Equillibrium of electrostatic forces of 2 charges on a 3rd

[afulldevnull]

Homework Statement

Two particles lie on the x axis. The first particle is at the origin with a charge of +1.6uC and the other has a charge of -3.1uC and is +10.5cm away. If particle 3 of unknown charge q3 is to be located such that the net electrostatic force on it from particles 1 and 2 is zero. what is the coordinates of the third particle?

Homework Equations

Coloumbs Law: F = k (q1 q2) \ r^2

The Attempt at a Solution

Since the charges of the particles are opposite, and because particle 1 has a smaller magnitude, then the third particle must go to the left of particle 1 and must have a negative charge. This is because for the net to be 0, then the strong force at a distance must repel as strongly as the small force nearby attracts. If the net force is to be 0, then the forces must have the same magnitude. So: k(1.6q)/d^2 = k(3.1q) / (10.5+d)^2.
I get the 26 cm, but that can't be right. Any thoughts?

 

[PeterO]

Homework Statement

Two particles lie on the x axis. The first particle is at the origin with a charge of +1.6uC and the other has a charge of -3.1uC and is +10.5cm away. If particle 3 of unknown charge q3 is to be located such that the net electrostatic force on it from particles 1 and 2 is zero. what is the coordinates of the third particle?

Homework Equations

Coloumbs Law: F = k (q1 q2) \ r^2

The Attempt at a Solution

Since the charges of the particles are opposite, and because particle 1 has a smaller magnitude, then the third particle must go to the left of particle 1 and must have a negative charge. This is because for the net to be 0, then the strong force at a distance must repel as strongly as the small force nearby attracts. If the net force is to be 0, then the forces must have the same magnitude. So: k(1.6q)/d^2 = k(3.1q) / (10.5+d)^2.
I get the 26 cm, but that can't be right. Any thoughts?

You said that d was on the left of the origin - so is negative.
The solution of the quadratic equation yields approx 26 and also around -4.
Perhaps it is the "-4" you are after.

Also, the charge of q3 can be either positive or negative.

 

[afulldevnull]

You said that d was on the left of the origin - so is negative.
The solution of the quadratic equation yields approx 26 and also around -4.
Perhaps it is the "-4" you are after.

Also, the charge of q3 can be either positive or negative.

d is a distance, so it cannot be negative, and because we are solving for d then -4 cannot be an answer either

edit: 26 is the right answer

 

[PeterO]

d is a distance, so it cannot be negative, and because we are solving for d then -4 cannot be an answer either

Points taken.
Your answer of 26 actually sounds pretty good - if unexpected.

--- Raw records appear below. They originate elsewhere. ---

PR #10218, opened 2022-08-01
Fixes #35312 - Write contentAccessModeList on org create or update; add checkbox to create screen

jeremylenz:

`contentAccessModeList` is a list of values on the Candlepin owner (what Katello calls an organization) which determines whether we are allowed to enable / disable SCA. Possible values may be

* `'entitlement,org_environment'` - User can disable or enable Simple Content Access at will
* `'entitlement'` - User cannot enable Simple Content Access and will get a Candlepin error if attempted
* `'org_environment'` - User cannot disable Simple Content Access and will get a Candlepin error if attempted

Please note this is in contrast to `contentAccessMode`, which describes whether the owner _currently_ has SCA enabled.

The `contentAccessModeList` may have only one value due to previous Candlepins writing it in the manifest that way. This change sets `contentAccessModeList` for all owners to `"entitlement,org_environment"` so that users don't lose the ability to toggle SCA.

The second change is adding a "Simple Content Access" checkbox on the Organization Create screen.

I asked the Candlepin team and they don't see any issues with writing the contentAccessModeList in this way.

The default value of the checkbox is checked, since that matches how Candlepin creates owners now.

Upgrade to Candlepin 4.2 using instructions from https://github.com/Katello/katello/pull/10208

#### Testing: checkbox
Visit the Organizations -> New page and observe the Simple Content Access checkbox

Create some organizations and verify that the Simple Content Access status matches the checkbox.  ~~(You may wish to wait until https://github.com/Katello/katello/pull/10211 is merged, or rebase on it. Otherwise the only way to see the SCA status for orgs without manifests will be in the Rails console with `org.simple_content_access?`)~~

#### Testing: contentAccessModeList

To view an organization's contentAccessModeList:
```rb
# in Rails console
[21] pry(main)> ownr = Katello::Resources::Candlepin::Owner.find('Default_Organization')
...
[22] pry(main)> ownr['contentAccessModeList']
...
=> "entitlement,org_environment"
```
__Important:__ Be sure that you are viewing the contentAccessModeList value for the owner itself, not its upstreamConsumer.

For organizations with manifests imported, you may see only one value in `contentAccessModeList`.
Toggle SCA for these organizations using the web UI.  Verify that SCA is toggled as expected, and that the `contentAccessModeList` is updated to `'entitlement,org_environment'`.

If you don't have any orgs to test with a single value in contentAccessModeList, you can fake this via
```rb
Katello::Resources::Candlepin::Owner.update('Default_Organization, { 'contentAccessModeList' => 'org_environment' })
```
or
```rb
Katello::Resources::Candlepin::Owner.update('Default_Organization, { 'contentAccessModeList' => 'entitlement' })
```


jeremylenz:
updated the API controller too, should probably test with Hammer

also looks like I need to record VCRs..

chris1984:
> updated the API controller too, should probably test with Hammer
> 
> also looks like I need to record VCRs..

Let's see what happens when candlepin 4.2 is in the repos, i'm getting vcr failures in my tests. the task to republish the repos is still going.

jeremylenz:
> Let's see what happens when candlepin 4.2 is in the repos, i'm getting vcr failures in my tests

The VCR failure I saw is about the owners endpoint, so we may still need to record them.

jeremylenz:
[test katello]

chris1984:
what does docker_sync have to do with anything :fire:

ianballou:
So I'm seeing the following request is causing a VCR error:

```
GET https://node04.jenkins.aws.theforeman.org/pulp/api/v3/repositories/rpm/rpm/?name=2_duplicate
```

It would be worth looking into why `ensure_createable` is throwing an extra GET request: https://ci.theforeman.org/blue/organizations/jenkins/katello-pr-test/detail/katello-pr-test/11403/pipeline/128/#step-132-log-692

app/models/katello/glue/candlepin/owner.rb
```diff
@@ -30,7 +30,6 @@ def candlepin_owner_exists?
       def owner_details
         @owner_details ||= find_owner
         @owner_details['virt_who'] ||= self.subscriptions.using_virt_who.any?
-
```
chris1984, line 33: Any reason for deleting this line, or just cleaning up things?

chris1984 (commented):
Overall looks pretty good, just left a few questions. Will start to test

app/controllers/katello/api/v2/organizations_controller.rb
```diff
@@ -68,9 +68,11 @@ def update
     param :organization, Hash do
       param :label, String, :required => false
     end
+    param :simple_content_access, :bool, :desc => N_('Whether to turn on Simple Content Access for the organization.'), :required => false, :default => true
```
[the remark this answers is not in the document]
jeremylenz: Required is false, will that still cause failures?

app/models/katello/glue/candlepin/owner.rb
jeremylenz: oh I think that was just left over from a log while debugging, I'll put it back in!

app/controllers/katello/api/v2/organizations_controller.rb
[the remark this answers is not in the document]
chris1984: Ignore me, I read required as true, i see default is true. coffee++

app/controllers/katello/api/v2/organizations_controller.rb
```diff
@@ -68,14 +68,16 @@ def update
...
       @organization = Organization.new(resource_params)
-      creator = ::Katello::OrganizationCreator.new(@organization)
-      creator.create!
-      @organization.reload
       # @taxonomy instance variable is necessary for foreman side
       # app/views/api/v2/taxonomies/show.json.rabl is using it.
       @taxonomy = @organization
+      sca = params.key?(:simple_content_access) ? ::Foreman::Cast.to_bool(params[:simple_content_access]) : true
+      creator = ::Katello::OrganizationCreator.new(@taxonomy, sca: sca)
+      creator.create!
```
jeremylenz, line 79: Moving `creator.create!` after `@taxonomy = @organization` is what fixed all the organizations_controller tests. (The problem was that `@taxonomy` was nil for some reason, so `creator.create!` was trying to create based on nothing.)  I don't see any harm in assigning `@taxonomy` earlier, but I may not fully understand why it was that way before. @parthaa @sjha4 thoughts?

jeremylenz:
:green_apple:

app/controllers/katello/api/v2/organizations_controller.rb
sjha4: Not sure but the earlier code was calling reator = ::Katello::OrganizationCreator.new(@organization) and then @organization.reload upon create before assigning to taxonomy..

I don't know enough to opine what issues that might cause.

If this works, you'll be able to maintain the old flow:

creator = ::Katello::OrganizationCreator.new(@organization, sca: sca)

jeremylenz: you're right, that's probably better! Will update

chris1984:
@jeremylenz should I wait till you make a push based on @sjha4 comment or keep on testing?

jeremylenz:
@chris1984 You can keep testing (unless you were testing initial DB seeding which is unlikely)

jeremylenz:
@sjha4 updated :+1: 
@chris1984 no need to re-run any tests you've already done :smile:

chris1984 (approved):
ACK, works great. Thanks @jeremylenz. Checkbox works with different org/sca create combos and the `contentAccessModeList` worked great. Reset my db as well and no issues with the db reset.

had the two given charges been 1.6 and 3.2, then the "charge contribution" to the attractive/repulsive forces would be "doubled"
That means the "distance contribution" has to be 1/2

The distance is squared in the formula, so the distance to the larger charge is approx 1.4 times the distance to the smaller charge. we don't really need sqrt(2) = 1.414213... since this is an approximation anyway.

so d + 10.5 is about 1.4 * d

When the extra 10.5 cm represents 0.4 of d, which gives a d value around 26?